#### To do:
Note each line in the data holding the string "Installing" and report it.

[Source records]
▶

Issue #344, opened 2018-10-09
Consistent preflight validations for all tasks


KnVerey:
Follow-up to https://github.com/Shopify/kubernetes-deploy/pull/337

The deploy task already checks whether it can reach the API server before proceeding, so that it can fail with a relevant message instead of failing whichever other request happens to be made first. We should do the same in the runner task. In fact, we should make sure that all globally applicable preflight validations are done consistently by all four of our tasks. One possible approach would be to introduce a config validator object for this purpose, as prototyped here: https://github.com/Shopify/kubernetes-deploy/compare/config_validator.

- Determine all of the appropriate pre-flight validations should be in place across all tasks
- Make sure they are being executed consistently (including order)

Considerations
- Maybe we make a generic validation class that can be reused or something specific for each task

dturn:
https://github.com/Shopify/kubernetes-deploy/pull/533 Added a `TaskConfig` and `TaskConfigValidator` to each task. But it only added the full set of pre-flight validations to the RestartTask. We need to add it to the remaining tasks to close out this issue. 

When working on adding the full set of pre-flight validations to the remaining tasks, consider if we need sub classes like `DeployTaskConfig` and `DeployTaskConfigValidator` (or punt this to a new issue).

dturn:
Done.

PR #533, opened 2019-08-16
First pass at shared validation

dturn:
[Consistent preflight validations for all tasks](https://github.com/Shopify/kubernetes-deploy/issues/344). Inspiration for this PR taken from https://github.com/Shopify/kubernetes-deploy/compare/config_validator

I've started by just adding this to restart task. If we like where this is going I can add it to the remaining tasks in this PR or subsequent ones. 

**How is this accomplished?**

Our run/restart/deploy tasks have overlapping state they need,  I've attempted to extract it into TaskConfig object. For now this is context, namespace, and logger. ~I've also added methods for generating `kubectl`, and `kubeclient_builder`, its possible that this is backwards and those methods should take a task_config.~  (We decided against generating kubectl, kubeclient_builder in task_config, see the comments for the discussion about why). When we go to `Krane` I think the TaskConfig should be passed to the task instead of it building it. (Though maybe not since that would require users using this as a library to construct a 'random' object, perhaps two constructors for each task).

I've also created a Validator object that can validate, kubeconfig, context, namespace and kubectl version. This looks to be the shared set of validations.  Each task has additional validations, this PR leaves open several approaches to solving that problem.

**What could go wrong?**

Because we need to unify validations that are done slightly differently we are changing the error class that gets raised as well as the wording. If people were rescuing these errors or matching text this will be a breaking change.

### DIFF
--- a/lib/kubernetes-deploy/restart_task.rb
+++ b/lib/kubernetes-deploy/restart_task.rb
@@ -41,10 +41,10 @@ module KubernetesDeploy
       @logger.reset
 
       @logger.phase_heading("Initializing restart")
-      errors = Validator.new(@task_config).errors
-      unless errors.empty?
+      task_config_validator = TaskConfigValidator.new(@task_config)
+      unless task_config_validator.valid?
         @logger.summary.add_action("Configuration invalid")
-        @logger.summary.add_paragraph(errors.map { |err| "- #{err}" }.join("\n"))
+        @logger.summary.add_paragraph(task_config_validator.errors.map { |err| "- #{err}" }.join("\n"))
         raise KubernetesDeploy::TaskConfigurationError
       end
 
@@ -178,7 +178,7 @@ module KubernetesDeploy
     end
 
     def kubectl
-      @task_config.kubectl
+      @kubectl ||= Kubectl.new(namespace: @namespace, context: @context, logger: @logger, log_failure_by_default: true)
     end
 
     def v1beta1_kubeclient
@@ -186,7 +186,7 @@ module KubernetesDeploy
     end
 
     def kubeclient_builder
-      @task_config.kubeclient_builder
+      @kubeclient_builder ||= KubeclientBuilder.new
     end
   end
 end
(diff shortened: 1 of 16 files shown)


lib/kubernetes-deploy/task_config.rb
```diff
@@ -0,0 +1,29 @@
...
+      @context = context
+      @namespace = namespace
+      @logger = logger
+    end
+
+    def logger
+      @logger ||= KubernetesDeploy::FormattedLogger.build(@namespace, @context)
+    end
+
+    def kubectl(log_failure_by_default: true)
```
KnVerey: What is the reason for adding kubectl/kubeclient in here? They themselves aren't configuration--they're really powerful cluster access objects. `TaskConfig` strikes me as something we could pass around to all our business objects instead of passing context, namespace and logger individually, but many of those are not supposed to talk to the cluster.

lib/kubernetes-deploy/restart_task.rb
```diff
@@ -37,11 +38,14 @@ def perform!(deployments_names = nil, selector: nil)
       @logger.reset
 
       @logger.phase_heading("Initializing restart")
-      verify_namespace
-      deployments = identify_target_deployments(deployments_names, selector: selector)
-      if kubectl.server_version < Gem::Version.new(MIN_KUBE_VERSION)
-        @logger.warn(KubernetesDeploy::Errors.server_version_warning(kubectl.server_version))
+      errors = Validator.new(@task_config).errors
```
KnVerey: Nit: can we make this name more specific? `TaskConfigValidator` by the looks of it? If this only validates the TaskConfig object though, why not make the interface `task_config.valid?` directly?

lib/kubernetes-deploy/validator.rb
```diff
@@ -0,0 +1,86 @@
...
+          "Cloud not find Namespace: #{namespace} in Context: #{context}"
+        else
+          "Could not connect to kubernetes cluster. #{err}"
+        end
+      end
+    end
+
+    def validate_server_version
+      if kubectl.server_version < Gem::Version.new(MIN_KUBE_VERSION)
+        logger.warn(KubernetesDeploy::Errors.server_version_warning(kubectl.server_version))
```
KnVerey: Maybe this `server_version_warning` thing should belong to this class now?

Issue #534, opened 2019-08-17
Ruby >=2.4.4 required


basert:
# Bug report

Installing the gem on ruby < 2.4.x errors due to zeitwerk requiring ruby 2.4.4. zeitwerk is a transitive dependency of https://rubygems.org/gems/activesupport which recently got updated to version 6.x. The version of the dependency should be locked.

**Expected behavior:** Installing on ruby < 2.4.x should be possible

**Actual behavior:** Installation fails

### Steps to Reproduce

1. Use ruby < 2.4.x
2. run `gem install kubernetes-deploy`

dturn:
As part of the 1.0 release we are officially not supporting ruby 2.3

PR #535, opened 2019-08-17
Adjust activesupport dependency to limit upper version to <6.0.0

basert:
This pull request tries to solve issue https://github.com/Shopify/kubernetes-deploy/issues/534

### DIFF
--- a/kubernetes-deploy.gemspec
+++ b/kubernetes-deploy.gemspec
@@ -23,7 +23,7 @@ Gem::Specification.new do |spec|
   spec.require_paths = %w(lib)
 
   spec.required_ruby_version = '>= 2.3.0'
-  spec.add_dependency("activesupport", ">= 5.0")
+  spec.add_dependency("activesupport", "~> 5.0")
   spec.add_dependency("kubeclient", "~> 4.3")
   spec.add_dependency("googleauth", "~> 0.8.0")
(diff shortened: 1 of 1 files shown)


dturn:
@basert Do you actually need ruby 2.3? (All support for Ruby 2.3 ended in March https://www.ruby-lang.org/en/news/2019/03/31/support-of-ruby-2-3-has-ended/). If not I'm thinking bumping our min ruby version 2.4 might be a bette approach here.

basert:
Unfortunately company requires the use of Debian stretch and no backports. https://packages.debian.org/stretch/ruby seems to only include 2.3.3

dturn:
I'm actually against capping the active support version to support an EoL version of Ruby. I'll leave it up to the other maintainers to voice an opinion on when we're going to drop support for ruby 2.3. For now can we use something like: 

```
if RUBY_VERSION >= '2.4'
  spec.add_dependency("activesupport", "~> 5.0")
else
  spec.add_dependency("activesupport", ">= 5.0")
end
```

KnVerey:
> I'll leave it up to the other maintainers to voice an opinion on when we're going to drop support for ruby 2.3. 

How about we do as you suggest (conditional) right now and drop 2.3 with the move to `krane`?

dturn:
As part of the 1.0 release we are officially not supporting ruby 2.3

PR #536, opened 2019-08-19
Ruby 2.4

dturn:
End our support of Ruby 2.3 since Ruby 2.3 is no longer supported.

**How is this accomplished?**
Bump some things.

**What could go wrong?**
There isn't anything that requires 2.4, though there appears to be some [gem version fun](https://github.com/Shopify/kubernetes-deploy/pull/535). We could since the burden to support 2.3 is trivial today we could keep supporting. However, I'm of the belief that we shouldn't tie ourselves to unsupported versions.

### DIFF
--- a/.rubocop.yml
+++ b/.rubocop.yml
@@ -2,7 +2,7 @@ inherit_from:
   - http://shopify.github.io/ruby-style-guide/rubocop.yml
 
 AllCops:
-  TargetRubyVersion: 2.3
+  TargetRubyVersion: 2.4
 
 Naming/FileName:
   Enabled: true
--- a/.shopify-build/kubernetes-deploy.yml
+++ b/.shopify-build/kubernetes-deploy.yml
@@ -1,6 +1,6 @@
 containers:
   default:
-    docker: circleci/ruby:2.5.1-node-browsers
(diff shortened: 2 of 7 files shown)


lib/kubernetes-deploy/options_helper.rb
```diff
@@ -26,7 +26,7 @@ def default_template_dir(template_dir)
           template_dir = File.join("config", "deploy", ENV['ENVIRONMENT'])
         end
 
-        if !template_dir || template_dir.empty?
```
KnVerey: This isn't related, is it? This change just makes the options helper depend on `ActiveSupport`. It's probably always available, but you'd need to tophat all the exes to confirm.

dturn: New version of rubocop flagged this.

KnVerey: Really? That's so weird... `blank` still isn't part of ruby core afaict. Also, it looks like the `lint` step passed on your first two commits on CI.

dturn: huh, so turns out rubocop is now fine with this file reverted.

Issue #525, opened 2019-08-14
Add support `krane.shopify.io` annotations


dturn:
## Problem
We're transitioning from `kubernetes-deploy` to `krane`. This means that we need to support `krane.shopify.io` annotations. 

## Possible solution
Create new constants and use both.

## Acceptance criteria
- A user can use current annotations
- A user can use `krane.shopify.io` for annotations 

## Additional context
https://github.com/Shopify/kubernetes-deploy/issues/256#issuecomment-475580770

Issue #527, opened 2019-08-14
Rename code references of `kubernetes-deploy` to `krane`


dturn:
## Problem

We're transitioning from kubernetes-deploy to krane. This means we need to remove all references to `kubernetes-deploy` in the code base. 

This issue excludes annotations which are handled in #526 .
This issue excludes the gemspec which is handled in #528 .

## Possible solution
- Update the docs
- Update classes & modules

## Alternative solutions

Split the documentation updates into its own PR. 

## Acceptance criteria
- Results from _greping_  'kubernetes-deploy' returns only annotations, historical change log entries, and the gemspec, shipit.yml. 

## Additional context
https://github.com/Shopify/kubernetes-deploy/issues/256#issuecomment-475580770

KnVerey:
Note: whoever pointed out the other day that our entrypoint methods still don't all have the same name was correct. `RestartTask`'s methods need to be renamed to `run`/`run!` as part of the Krane rename. Before we do the actual release, we should also audit the arguments to make sure they're sensible and consistent (same names for same thing, required vs. optional, on initialize vs on run).

dturn:
>Note: whoever pointed out the other day that our entrypoint methods still don't all have the same name was correct. RestartTask's methods need to be renamed to run/run! as part of the Krane rename. 

Tracking the interface rename in https://github.com/Shopify/kubernetes-deploy/issues/530

>Before we do the actual release, we should also audit the arguments to make sure they're sensible and consistent (same names for same thing, required vs. optional, on initialize vs on run).

Tracking the audit in https://github.com/Shopify/kubernetes-deploy/issues/528. But ideally any work that needs to be done to bring our public interfaces into compliance will be done with the issue that adds the new task.

PR #539, opened 2019-08-28
Add support for Krane annotations

adrianna-chang-shopify:
Closes: https://github.com/Shopify/kubernetes-deploy/issues/525

As described in the issue, we want to support new Krane annotations while allowing the current `kubernetes-deploy` annotations to remain in use.

I think we should break this down into three steps:
1) Add support for new Krane annotations
- [x] kubernetes-deploy.shopify.io/timeout-override
- [x] kubernetes-deploy.shopify.io/prunable
- [x] kubernetes-deploy.shopify.io/predeployed
- [x] kubernetes-deploy.shopify.io/instance-rollout-conditions 
- [x] kubernetes-deploy.shopify.io/instance-timeout
- [x] kubernetes-deploy.shopify.io/required-rollout
2) Add documentation to indicate that the new annotations are preferred, and that the old ones will be deprecated
3) (Maybe?) Raise a warning in the CLI if a `kubernetes-deploy` annotation is used, indicating that `krane.shopify.io` should be used instead

**How is this accomplished?**
- Need to add support for both annotations at the same time, determining which one is being used in the template when performing validations
- Need to duplicate tests for annotation-specific behaviour
(Chatted with @dturn and we decided that duplicating _every_ test that makes use of an annotated resource is unnecessary)
- Add some docs / warnings

**What could go wrong?**
- I may have missed an annotation so double check?
- Quick note: There is currently an EJSON annotation (`kubernetes-deploy.shopify.io/ejson-secret`). Discussion about it's purpose can be found here: https://github.com/Shopify/kubernetes-deploy/pull/424. I've excluded it from this PR - thinking we might want to tackle that for this issue instead https://github.com/Shopify/kubernetes-deploy/issues/527 since it's really just a tracking reference.

### DIFF
--- a/CHANGELOG.md
+++ b/CHANGELOG.md
@@ -8,6 +8,7 @@
 - We've added a new Krane cli. This code is in alpha. We are providing
 no warranty at this time and reserve the right to make major breaking changes including
 removing it entirely at any time. ([#256](https://github.com/Shopify/kubernetes-deploy/issues/256))
+- Deprecate `kubernetes-deploy.shopify.io` annotations in favour of `krane.shopify.io`.
 
 ## 0.27.0
 *Enhancements*
--- a/lib/kubernetes-deploy/deploy_task.rb
+++ b/lib/kubernetes-deploy/deploy_task.rb
@@ -255,6 +255,11 @@ module KubernetesDeploy
       KubernetesDeploy::Concurrency.split_across_threads(resources) do |r|
         r.validate_definition(kubectl, selector: @selector)
       end
+
+      resources.select(&:has_warnings?).each do |resource|
+        record_warnings(warning: resource.validation_warning_msg, filename: File.basename(resource.file_path))
+      end
+
       failed_resources = resources.select(&:validation_failed?)
       return unless failed_resources.present?
 
@@ -317,6 +322,12 @@ module KubernetesDeploy
         end
       end
       @logger.summary.add_paragraph(debug_msg)
+    end
+
+    def record_warnings(warning:, filename:)
+      warn_msg = "Template warning: #{filename}\n"
+      warn_msg += "> Warning message:\n#{FormattedLogger.indent_four(warning)}"
+      @logger.summary.add_paragraph(ColorizedString.new(warn_msg).yellow)
     end
 
     def validate_configuration(allow_protected_ns:, prune:)
--- a/lib/kubernetes-deploy/kubernetes_resource.rb
+++ b/lib/kubernetes-deploy/kubernetes_resource.rb
@@ -30,7 +30,9 @@ module KubernetesDeploy
       If you have reason to believe it will succeed, retry the deploy to continue to monitor the rollout.
       MSG
 
-    TIMEOUT_OVERRIDE_ANNOTATION = "kubernetes-deploy.shopify.io/timeout-override"
+    TIMEOUT_OVERRIDE_ANNOTATION_SUFFIX = "timeout-override"
+    TIMEOUT_OVERRIDE_ANNOTATION_DEPRECATED = "kubernetes-deploy.shopify.io/#{TIMEOUT_OVERRIDE_ANNOTATION_SUFFIX}"
+    TIMEOUT_OVERRIDE_ANNOTATION = "krane.shopify.io/#{TIMEOUT_OVERRIDE_ANNOTATION_SUFFIX}"
     LAST_APPLIED_ANNOTATION = "kubectl.kubernetes.io/last-applied-configuration"
     SENSITIVE_TEMPLATE_CONTENT = false
 
@@ -93,7 +95,8 @@ module KubernetesDeploy
 
     def timeout_override
       return @timeout_override if defined?(@timeout_override)
-      @timeout_override = DurationParser.new(timeout_annotation).parse!.to_i
+
+      @timeout_override = DurationParser.new(krane_annotation_value(TIMEOUT_OVERRIDE_ANNOTATION_SUFFIX)).parse!.to_i
     rescue DurationParser::ParsingError
       @timeout_override = nil
     end
@@ -113,6 +116,7 @@ module KubernetesDeploy
       @statsd_report_done = false
       @disappeared = false
       @validation_errors = []
+      @validation_warnings = []
       @instance_data = {}
     end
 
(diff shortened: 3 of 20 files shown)


RyanBrushett:
## Warning

Screenshot 2019-09-06 at 10 34 17 AM

lib/kubernetes-deploy/kubernetes_resource.rb
```diff
@@ -400,16 +413,34 @@ def validate_timeout_annotation
...
+      end
     end
 
     def timeout_annotation
-      @definition.dig("metadata", "annotations", TIMEOUT_OVERRIDE_ANNOTATION)
+      @definition.dig("metadata", "annotations", TIMEOUT_OVERRIDE_ANNOTATION_DEPRECATED) ||
+        @definition.dig("metadata", "annotations", TIMEOUT_OVERRIDE_ANNOTATION)
+    end
+
+    def annotation_prefix
```
dturn: I think we should DRY this method and `timeout_annotation` to just take the part after the `/`

lib/kubernetes-deploy/kubernetes_resource.rb
```diff
@@ -122,12 +125,22 @@ def to_kubeclient_resource
 
     def validate_definition(kubectl, selector: nil)
```
dturn: Nor for this PR: I think we'll be able to significantly shrink the size of this method via the `TaskConfigValidator` which is probably the right point to decide if this really belongs in this class or some new object.

test/integration-serial/serial_deploy_test.rb
```diff
@@ -135,6 +135,32 @@ def test_crd_can_fail
...
 
+  def test_crd_pruning_deprecated
+    assert_deploy_success(deploy_fixtures("crd", subset: %w(mail.yml widgets_deprecated.yml)))
+    assert_logs_match_all([
+      "Phase 1: Initializing deploy",
+      "Detected non-namespaced resources which will never be pruned:",
+      " - CustomResourceDefinition/mail.stable.example.io",
+      "Phase 3: Deploying all resources",
+      "CustomResourceDefinition/mail.stable.example.io (timeout: 120s)",
+      %r{CustomResourceDefinition/mail.stable.example.io\s+Names accepted},
```
dturn: should we assert for the deprecation warning?

test/unit/kubernetes-deploy/kubernetes_resource/deployment_test.rb
```diff
@@ -365,6 +422,34 @@ def test_deploy_timed_out_based_on_progress_deadline_ignores_statuses_for_older_
 
   private
 
+  def build_deployment_template_deprecated(status: { 'replicas' => 3 }, rollout: nil,
```
dturn: Why a new method over a new param to the exiting method?

test/unit/kubernetes-deploy/kubernetes_resource_test.rb
```diff
@@ -97,6 +97,35 @@ def test_fetch_events_returns_empty_hash_when_kubectl_results_empty
     assert_operator(events, :empty?)
   end
 
+  def test_deprecated_annotation_generates_warning
+    customized_resource = DummyResource.new(definition_extras: build_timeout_metadata_deprecated("60S"))
+    customized_resource.validate_definition(kubectl)
+    assert(customized_resource.has_warnings?, "Deprecated annotation did not generate a warning")
+    assert_equal("kubernetes-deploy.shopify.io/timeout-override is deprecated: "\
+      "Use 'krane.shopify.io' annotations instead",
```
dturn: I'm worried the  current message could be mistaken for depreciating the entire annotation instead of just the prefix what about something like: `kubernetes-deploy.shopify.io` prefix for annotations deprecated please switch to the `krane.shopify.io` prefix?

CHANGELOG.md
```diff
@@ -8,6 +8,9 @@
 - **[Breaking change]** Added ServiceAccount, PodTemplate, ReplicaSet, Role, and RoleBinding to the prune whitelist.
   * To see what resources may be affected, run `kubectl get $RESOURCE -o jsonpath='{ range .items[*] }{.metadata.namespace}{ "\t" }{.metadata.name}{ "\t" }{.metadata.annotations}{ "\n" }{ end }' --all-namespaces | grep "last-applied"`
   * To exclude a resource from kubernetes-deploy (and kubectl apply) management, remove the last-applied annotation `kubectl annotate $RESOURCE $SECRET_NAME kubectl.kubernetes.io/last-applied-configuration-`.
+  
+*Other*
```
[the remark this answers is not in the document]
RyanBrushett: Shit I rebased and missed that, sorry.

test/unit/kubernetes-deploy/kubernetes_resource_test.rb
RyanBrushett: Great shout, will adjust 👍

RyanBrushett:
Not at all, I went back over it and got it sorted out. Sorry for overlooking that.

Ready for another 👀

lib/kubernetes-deploy/deploy_task.rb
```diff
@@ -255,6 +255,11 @@ def validate_resources(resources)
       KubernetesDeploy::Concurrency.split_across_threads(resources) do |r|
         r.validate_definition(kubectl, selector: @selector)
       end
+
+      resources.select(&:has_warnings?).each do |r|
```
dturn: style nit: `r` -> `resource` (or at least something that isn't a single letter var for a multi-line block).

RyanBrushett: I'll fix it in this one place. Fixing it all over the file will make it harder to review for others. In a smaller PR or a separate one I can pick at cleaning it up everywhere.

lib/kubernetes-deploy/deploy_task.rb
```diff
@@ -319,6 +324,12 @@ def record_invalid_template(err:, filename:, content: nil)
       @logger.summary.add_paragraph(debug_msg)
     end
 
+    def record_warnings(warning:, filename:)
```
dirceu: Do we need to support this for any other task? For example, we have access to warnings here as well:

https://github.com/Shopify/kubernetes-deploy/blob/3d5cf5964932658a91e3e5621719ffaaa7ee0aac/lib/kubernetes-deploy/runner_task.rb#L40

lib/kubernetes-deploy/kubernetes_resource.rb
```diff
@@ -396,20 +410,42 @@ def global?
...
-      @validation_errors << "#{TIMEOUT_OVERRIDE_ANNOTATION} annotation is invalid: #{e}"
+      @validation_errors << "#{timeout_annotation_key} annotation is invalid: #{e}"
+    end
+
+    def validate_annotation_version
+      annotation_keys = @definition.dig("metadata", "annotations")&.keys
+      annotation_keys&.each do |annotation|
+        if annotation.include?("kubernetes-deploy.shopify.io")
+          annotation_prefix = annotation.split('/').first
+          @validation_warnings << "#{annotation_prefix} as a prefix for annotations is deprecated: "\
```
jessie-JNing: from my understanding of the function, if there're two annotation keys both with deprecated prefix, this warning message will show twice, do we want to do that?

◀

#### Solution for this problem:
Installing the gem on ruby < 2.4.x errors due to zeitwerk requiring ruby 2.4.4. zeitwerk is a transitive dependency of https://rubygems.org/gems/activesupport which recently got updated to version 6.x. The version of the dependency should be locked.
**Expected behavior:** Installing on ruby < 2.4.x should be possible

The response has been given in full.